■ **Assignment**: Copy the data that follows, exactly and completely.

■ **Input**:
* * *
PR #7655, opened 2025-11-20
Add support for dynamic GORM valuer registration and retrieval

iseki0:
- [x] Do only one thing
- [x] Tested

Since some bugly database is popular, everyone have to workaround to it.

### User Case Description

I have a library https://github.com/iseki0/goda, I don't think it's a better choice to use the `GormValuer` interface directly, it will make a strong dependency to gorm, and it's unwise since not everyone use gorm. So please give me a chance to register the handler dynamiclly, if someone need, they can register the gorm-enhance-module by the effect import statments, just time `time/tzdata`.

#### About the workaround

The MySQL has a very strange behavior:
```sql
prepare aa from 'select cast(? as time), ?';
set @a '09:00:00';
execute aa using @a, @a;
```
```
+-----------------+----------+
| cast(? as time) | ?        |
+-----------------+----------+
| 00:00:00        | 09:00:00 |
+-----------------+----------+
```
The problem is on MySQL server, not driver. The Go MySQL driver do paratermized query like the prepare command, I refer to the https://github.com/go-sql-driver/mysql.

The solution is:
```sql
prepare aa from 'select cast(cast(? as char) as time)';
```

Do you have any suggestions? Maybe we should fix it in the MySQL dialect. 毕竟，又不是只有我会倒这个霉，所有传字符串的都会完蛋。

### DIFF
--- a/statement.go
+++ b/statement.go
@@ -243,6 +243,10 @@ func (stmt *Statement) AddVar(writer clause.Writer, vars ...interface{}) {
 			writer.WriteString(subdb.Statement.SQL.String())
 			stmt.Vars = subdb.Statement.Vars
 		default:
+			if valuer := GetDynamicGormValuer(reflect.TypeOf(v)); valuer != nil {
+				stmt.AddVar(writer, valuer(stmt.Context, stmt.DB, v))
+				return
+			}
 			switch rv := reflect.ValueOf(v); rv.Kind() {
 			case reflect.Slice, reflect.Array:
 				if rv.Len() == 0 {
--- a/valuer.go
+++ b/valuer.go
@@ -1,0 +1,19 @@
+package gorm
+
+import (
+	"context"
+	"reflect"
+
+	"gorm.io/gorm/clause"
+)
+
+var dynamicRegisteredGormValuer = make(map[reflect.Type]func(context.Context, *DB, any) clause.Expr)
+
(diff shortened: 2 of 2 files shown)


iseki0:
@jinzhu Just a proposal, implementation is a simple demo... Please just ignore the AI reviews😁

jinzhu:
I don't get what the PR for, maybe you can just use the database/sql's Valuer interface?

iseki0:
> I don't get what the PR for, maybe you can just use the database/sql's Valuer interface?

@jinzhu 
The root cause is, on MySQL:
```mysql
PREPARE aa FROM 'select cast(? as time), ?';
SET @a '09:00:00';
EXECUTE aa USING @a, @a;
```
The result is:
```
+-----------------+----------+
| cast(? as time) | ?        |
+-----------------+----------+
| 00:00:00        | 09:00:00 |
+-----------------+----------+
```
MySQL is bugly, I found a solution:
```mysql
PREPARE aa FROM 'select cast(cast(? as char) as time)'
```
I don't know why MySQL is that exactly. Just workaround it,
I consider use your GormValuer interface, but it will make the library hard-dependent to gorm. It's not a good choice.

If the gorm allowing register Valuer dynamically, we can make it like `import _ "time/tzdata"`.

PR #7687, opened 2026-01-12
Fix/preload composite foreign keys

### LINKED ISSUE #7686: preload doesn't work in gorm 1.31.1 works in 1.31.0
## GORM Playground Link

I don't understand how to use the playground, but I added a self contained program that reproduces it.

https://github.com/go-gorm/playground/pull/840

## Description

When building against 1.31.0, Preload for this testcase works, but when building against 1.31.1 it does not

## Works correctly with gorm v1.31.0

Note User and Location are both non-nil as expected

```
bigbaby:gorm-preload-bug tadhunt$ grep gorm.io go.mod
	gorm.io/gorm v1.31.0
bigbaby:gorm-preload-bug tadhunt$ make
go mod tidy
go vet
staticcheck
go build -o gorm-bug
bigbaby:gorm-preload-bug tadhunt$ ./gorm-bug

=== Loading shift with Preload ===

Shift ID: shift-001
Shift UserID: 1001
Shift LocationID: 2001
User: Alice Smith (ID: 1001)
Location: Office A (ID: 2001)
```

## Fails with gorm v1.31.1

```
bigbaby:gorm-preload-bug tadhunt$ grep gorm.io go.mod
	gorm.io/gorm v1.31.1
bigbaby:gorm-preload-bug tadhunt$ make
go mod tidy
go vet
staticcheck
go build -o gorm-bug
bigbaby:gorm-preload-bug tadhunt$ ./gorm-bug

=== Loading shift with Preload ===

Shift ID: shift-001
Shift UserID: 1001
Shift LocationID: 2001
ERROR: User is nil - Preload failed!
```

kankankanp:
- [x] Do only one thing
  - [x] Tested

  Fix `LookUpField` to prevent returning wrong embedded fields when using namer-based column lookup.

  When searching for a field like "UserID" in a schema with embedded structs, the namer-based lookup (added in #7619) would incorrectly return embedded fields with matching DBNames. For example, searching for "UserID" would return an embedded "ID" field with DBName "user_id" instead of returning nil.

  This fix adds a check to ensure the namer-based lookup only returns a field if its `Name` exactly matches the search name.

  **Changes:**
  - `schema/schema.go`: Add name matching check in `LookUpField`
  - `schema/schema_test.go`: Add regression test `TestLookUpFieldWithEmbeddedStruct`

  ### User Case Description

  Using composite foreign keys with embedded structs causes Preload to fail in v1.31.1.

  ```go
  type SlingUser struct {
      ID    int64      `gorm:"primaryKey"`
      SrcID string     `gorm:"primaryKey"`
      User  EmbeddedUser `gorm:"embedded;embeddedPrefix:user_"`
  }

  type SlingShift struct {
      ID     string `gorm:"primaryKey"`
      SrcID  string `gorm:"primaryKey"`
      UserID int64
      User   *SlingUser `gorm:"foreignKey:SrcID,UserID;references:SrcID,ID"`
  }

  // This fails in v1.31.1, works in v1.31.0
  db.Preload("User").First(&shift)
  // ERROR: User is nil - Preload failed!
```

  Fixes #7686

### DIFF
--- a/schema/schema_test.go
+++ b/schema/schema_test.go
@@ -350,3 +350,44 @@ func TestCompositePrimaryKeyWithAutoIncrement(t *testing.T) {
 		t.Fatalf("PrioritizedPrimaryField of non autoincrement composite key should be nil")
 	}
 }
+
+// TestLookUpFieldWithEmbeddedStruct tests that LookUpField does not return
+// embedded fields when searching for a field name that doesn't exist in the schema.
+// This is a regression test for issue #7686.
+func TestLookUpFieldWithEmbeddedStruct(t *testing.T) {
+	// EmbeddedUser represents an embedded struct with ID field
+	type EmbeddedUser struct {
+		ID    int64  `gorm:"column:user_id"`
+		Email string `gorm:"column:user_email"`
+	}
+
+	// ModelWithEmbedded has an embedded struct and its own fields
+	type ModelWithEmbedded struct {
+		ID     int64        `gorm:"primaryKey"`
+		SrcID  string       `gorm:"primaryKey"`
+		UserID int64        // This is a separate field, not the embedded ID
+		User   EmbeddedUser `gorm:"embedded;embeddedPrefix:user_"`
+	}
+
+	s, err := schema.Parse(&ModelWithEmbedded{}, &sync.Map{}, schema.NamingStrategy{})
+	if err != nil {
+		t.Fatalf("failed to parse schema: %v", err)
+	}
+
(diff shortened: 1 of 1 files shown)


kankankanp:
@jinzhu 
I've submitted a PR. Could you please take a look when you have a moment?

arraytad:
I can confirm that building against this PR, in addition to fixing the testcase from #7686 also fixes my issue in the production codebase that I extracted the testcase from.  Thank you for such a fast review + fix! 💚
* * *
■ **Task answer**:
PR #7655, opened 2025-11-20
Add support for dynamic GORM valuer registration and retrieval

iseki0:
- [x] Do only one thing
- [x] Tested

Since some bugly database is popular, everyone have to workaround to it.

### User Case Description

I have a library https://github.com/iseki0/goda, I don't think it's a better choice to use the `GormValuer` interface directly, it will make a strong dependency to gorm, and it's unwise since not everyone use gorm. So please give me a chance to register the handler dynamiclly, if someone need, they can register the gorm-enhance-module by the effect import statments, just time `time/tzdata`.

#### About the workaround

The MySQL has a very strange behavior:
```sql
prepare aa from 'select cast(? as time), ?';
set @a '09:00:00';
execute aa using @a, @a;
```
```
+-----------------+----------+
| cast(? as time) | ?        |
+-----------------+----------+
| 00:00:00        | 09:00:00 |
+-----------------+----------+
```
The problem is on MySQL server, not driver. The Go MySQL driver do paratermized query like the prepare command, I refer to the https://github.com/go-sql-driver/mysql.

The solution is:
```sql
prepare aa from 'select cast(cast(? as char) as time)';
```

Do you have any suggestions? Maybe we should fix it in the MySQL dialect. 毕竟，又不是只有我会倒这个霉，所有传字符串的都会完蛋。

### DIFF
--- a/statement.go
+++ b/statement.go
@@ -243,6 +243,10 @@ func (stmt *Statement) AddVar(writer clause.Writer, vars ...interface{}) {
 			writer.WriteString(subdb.Statement.SQL.String())
 			stmt.Vars = subdb.Statement.Vars
 		default:
+			if valuer := GetDynamicGormValuer(reflect.TypeOf(v)); valuer != nil {
+				stmt.AddVar(writer, valuer(stmt.Context, stmt.DB, v))
+				return
+			}
 			switch rv := reflect.ValueOf(v); rv.Kind() {
 			case reflect.Slice, reflect.Array:
 				if rv.Len() == 0 {
--- a/valuer.go
+++ b/valuer.go
@@ -1,0 +1,19 @@
+package gorm
+
+import (
+	"context"
+	"reflect"
+
+	"gorm.io/gorm/clause"
+)
+
+var dynamicRegisteredGormValuer = make(map[reflect.Type]func(context.Context, *DB, any) clause.Expr)
+
(diff shortened: 2 of 2 files shown)


iseki0:
@jinzhu Just a proposal, implementation is a simple demo... Please just ignore the AI reviews😁

jinzhu:
I don't get what the PR for, maybe you can just use the database/sql's Valuer interface?

iseki0:
> I don't get what the PR for, maybe you can just use the database/sql's Valuer interface?

@jinzhu 
The root cause is, on MySQL:
```mysql
PREPARE aa FROM 'select cast(? as time), ?';
SET @a '09:00:00';
EXECUTE aa USING @a, @a;
```
The result is:
```
+-----------------+----------+
| cast(? as time) | ?        |
+-----------------+----------+
| 00:00:00        | 09:00:00 |
+-----------------+----------+
```
MySQL is bugly, I found a solution:
```mysql
PREPARE aa FROM 'select cast(cast(? as char) as time)'
```
I don't know why MySQL is that exactly. Just workaround it,
I consider use your GormValuer interface, but it will make the library hard-dependent to gorm. It's not a good choice.

If the gorm allowing register Valuer dynamically, we can make it like `import _ "time/tzdata"`.

PR #7687, opened 2026-01-12
Fix/preload composite foreign keys

### LINKED ISSUE #7686: preload doesn't work in gorm 1.31.1 works in 1.31.0
## GORM Playground Link

I don't understand how to use the playground, but I added a self contained program that reproduces it.

https://github.com/go-gorm/playground/pull/840

## Description

When building against 1.31.0, Preload for this testcase works, but when building against 1.31.1 it does not

## Works correctly with gorm v1.31.0

Note User and Location are both non-nil as expected

```
bigbaby:gorm-preload-bug tadhunt$ grep gorm.io go.mod
	gorm.io/gorm v1.31.0
bigbaby:gorm-preload-bug tadhunt$ make
go mod tidy
go vet
staticcheck
go build -o gorm-bug
bigbaby:gorm-preload-bug tadhunt$ ./gorm-bug

=== Loading shift with Preload ===

Shift ID: shift-001
Shift UserID: 1001
Shift LocationID: 2001
User: Alice Smith (ID: 1001)
Location: Office A (ID: 2001)
```

## Fails with gorm v1.31.1

```
bigbaby:gorm-preload-bug tadhunt$ grep gorm.io go.mod
	gorm.io/gorm v1.31.1
bigbaby:gorm-preload-bug tadhunt$ make
go mod tidy
go vet
staticcheck
go build -o gorm-bug
bigbaby:gorm-preload-bug tadhunt$ ./gorm-bug

=== Loading shift with Preload ===

Shift ID: shift-001
Shift UserID: 1001
Shift LocationID: 2001
ERROR: User is nil - Preload failed!
```

kankankanp:
- [x] Do only one thing
  - [x] Tested

  Fix `LookUpField` to prevent returning wrong embedded fields when using namer-based column lookup.

  When searching for a field like "UserID" in a schema with embedded structs, the namer-based lookup (added in #7619) would incorrectly return embedded fields with matching DBNames. For example, searching for "UserID" would return an embedded "ID" field with DBName "user_id" instead of returning nil.

  This fix adds a check to ensure the namer-based lookup only returns a field if its `Name` exactly matches the search name.

  **Changes:**
  - `schema/schema.go`: Add name matching check in `LookUpField`
  - `schema/schema_test.go`: Add regression test `TestLookUpFieldWithEmbeddedStruct`

  ### User Case Description

  Using composite foreign keys with embedded structs causes Preload to fail in v1.31.1.

  ```go
  type SlingUser struct {
      ID    int64      `gorm:"primaryKey"`
      SrcID string     `gorm:"primaryKey"`
      User  EmbeddedUser `gorm:"embedded;embeddedPrefix:user_"`
  }

  type SlingShift struct {
      ID     string `gorm:"primaryKey"`
      SrcID  string `gorm:"primaryKey"`
      UserID int64
      User   *SlingUser `gorm:"foreignKey:SrcID,UserID;references:SrcID,ID"`
  }

  // This fails in v1.31.1, works in v1.31.0
  db.Preload("User").First(&shift)
  // ERROR: User is nil - Preload failed!
```

  Fixes #7686

### DIFF
--- a/schema/schema_test.go
+++ b/schema/schema_test.go
@@ -350,3 +350,44 @@ func TestCompositePrimaryKeyWithAutoIncrement(t *testing.T) {
 		t.Fatalf("PrioritizedPrimaryField of non autoincrement composite key should be nil")
 	}
 }
+
+// TestLookUpFieldWithEmbeddedStruct tests that LookUpField does not return
+// embedded fields when searching for a field name that doesn't exist in the schema.
+// This is a regression test for issue #7686.
+func TestLookUpFieldWithEmbeddedStruct(t *testing.T) {
+	// EmbeddedUser represents an embedded struct with ID field
+	type EmbeddedUser struct {
+		ID    int64  `gorm:"column:user_id"`
+		Email string `gorm:"column:user_email"`
+	}
+
+	// ModelWithEmbedded has an embedded struct and its own fields
+	type ModelWithEmbedded struct {
+		ID     int64        `gorm:"primaryKey"`
+		SrcID  string       `gorm:"primaryKey"`
+		UserID int64        // This is a separate field, not the embedded ID
+		User   EmbeddedUser `gorm:"embedded;embeddedPrefix:user_"`
+	}
+
+	s, err := schema.Parse(&ModelWithEmbedded{}, &sync.Map{}, schema.NamingStrategy{})
+	if err != nil {
+		t.Fatalf("failed to parse schema: %v", err)
+	}
+
(diff shortened: 1 of 1 files shown)


kankankanp:
@jinzhu 
I've submitted a PR. Could you please take a look when you have a moment?

arraytad:
I can confirm that building against this PR, in addition to fixing the testcase from #7686 also fixes my issue in the production codebase that I extracted the testcase from.  Thank you for such a fast review + fix! 💚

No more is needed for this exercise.